Thank you! Yes, you are right - for ID=3, should be 1 for both dates.
I tried your solution. It gets rid of .5 values. However, it does not assign the values consecutively, which is evident when the number of accidents is higher:
ID date rank
10.00 09/19/2006 1.00
10.00 09/19/2006 1.00
10.00 10/17/2006 5.00
10.00 10/17/2006 5.00
10.00 10/30/2006 8.00
10.00 10/30/2006 8.00
10.00 11/06/2006 11.00
10.00 11/06/2006 11.00
10.00 12/13/2006 13.00
10.00 12/13/2006 13.00
Instead, we need:
ID date rank
10.00 09/19/2006 1.00
10.00 09/19/2006 1.00
10.00 10/17/2006 2.00
10.00 10/17/2006 2.00
10.00 10/30/2006 3.00
10.00 10/30/2006 3.00
10.00 10/30/2006 3.00
10.00 11/06/2006 4.00
10.00 11/06/2006 4.00
10.00 12/13/2006 5.00
10.00 12/13/2006 5.00
So for ID=10 there were 5 distinct accidents in total, and should be numbered 1-5, not 1-13.
Is there a way to do that?
Did you read the documentation of PROC RANK?

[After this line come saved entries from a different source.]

PR #3962, opened 2020-10-23
test: Windows Metrics failure when High CPU 

jsturtevant:
**Reason for Change**:

This is adds a test case for https://github.com/kubernetes/kubernetes/issues/95735.  It is a bit verbose right now and could be cleaned up but it demonstrates the failures at high cpu.

**Issue Fixed**:

Doesn't fix it right now but will demonstrates: https://github.com/kubernetes/kubernetes/issues/95735

**Credit Where Due**:

- [x] No
- [ ] Yes

- [ ] No
- [ ] Yes

**Requirements**:

- [ ] includes documentation
- [ ] adds unit tests

**Notes**:


test/e2e/kubernetes/deployment/deployment.go
```diff
@@ -846,6 +906,63 @@ func (d *Deployment) WaitForReplicas(min, max int, sleep, timeout time.Duration)
...
+			err := d.Describe()
+			if err != nil {
+				log.Printf("Unable to describe deployment %s: %s", d.Metadata.Name, err)
+			}
+			return pods, errors.Errorf("WaitForReplicas timed out: %s\n", mostRecentWaitForReplicasError)
+		}
+	}
+}
+
+// WaitForReplicas waits for a pod replica count between min and max
```
jackfrancis, line 934: nit: method comment copypasta

test/e2e/kubernetes/kubernetes_test.go
```diff
@@ -2369,6 +2370,59 @@ var _ = Describe("Azure Container Cluster using the Kubernetes Orchestrator", fu
 			Expect(err).NotTo(HaveOccurred())
 			Expect(logsRotated).To(Equal(true))
 		})
+
+		// metrics endpoints failing
+		// https://github.com/kubernetes/kubernetes/issues/95735
+		It("windows should be able to get node metrics when high cpu", func() {
+			if !eng.HasWindowsAgents() {
```
jackfrancis, line 2377: So we can add another condition here, like maybe `ValidateNodeLoad` or something, which would change the above to:

```
if !eng.HasWindowsAgents() || !cfg.ValidateNodeLoad {
    Skip("Will not validate effects of CPU load against nodes")
```

Or something like that.

Then, we want to add that new property to the `Config` struct type definition in `test/e2e/config/config.go`. If we default it to false, then we can basically ship this change, and work on fixing it against master continually by running tests using `VALIDATE_NODE_LOAD=true make test-kubernetes` on branches which aim to turn the test green.

`BlockSSHPort` is an example of this in action.

Once we have a fix, we can open up a PR w/ the fix, and include a change to `.pipelines/e2e-job-template.yaml` that adds `VALIDATE_NODE_LOAD: true` to the `variables` dictionary in the E2E job definition.

jackfrancis (approved):
/lgtm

specifies how to compute normal scores or ranks for tied data values.
assigns the largest of the corresponding ranks (or largest of the normal scores when NORMAL= is specified).
assigns the smallest of the corresponding ranks (or smallest of the normal scores when NORMAL= is specified).
assigns the mean of the corresponding rank (or mean of the normal scores when NORMAL= is specified).
computes scores and ranks by treating tied values as a single-order statistic. For the default method, ranks are consecutive integers that begin with the number one and end with the number of unique, nonmissing values of the variable that is being ranked. Tied values are assigned the same rank.
It did work with the Dense option produced what we wanted.
thank you so much, I greatly appreciate your help!!!
@Nia2023 wrote:
Thank you! Yes, you are right - for ID=3, should be 1 for both dates.
I tried your solution. It gets rid of .5 values. However, it does not assign the values consecutively, which is evident when the number of accidents is higher:
ID date rank
10.00 09/19/2006 1.00
10.00 09/19/2006 1.00
10.00 10/17/2006 5.00
10.00 10/17/2006 5.00
10.00 10/30/2006 8.00
10.00 10/30/2006 8.00
10.00 11/06/2006 11.00
10.00 11/06/2006 11.00
10.00 12/13/2006 13.00
10.00 12/13/2006 13.00
Instead, we need:
ID date rank
10.00 09/19/2006 1.00
10.00 09/19/2006 1.00
10.00 10/17/2006 2.00
10.00 10/17/2006 2.00
10.00 10/30/2006 3.00
10.00 10/30/2006 3.0010.00 10/30/2006 3.00
10.00 11/06/2006 4.00
10.00 11/06/2006 4.00
10.00 12/13/2006 5.00
10.00 12/13/2006 5.00
So for ID=10 there were 5 distinct accidents in total, and should be numbered 1-5, not 1-13.
Is there a way to do that?
Do please compare your first example with this data as well. You can oversimplify as in this case. Also, any time you get a result that doesn't match your expectations then show the CODE that you use as well as data.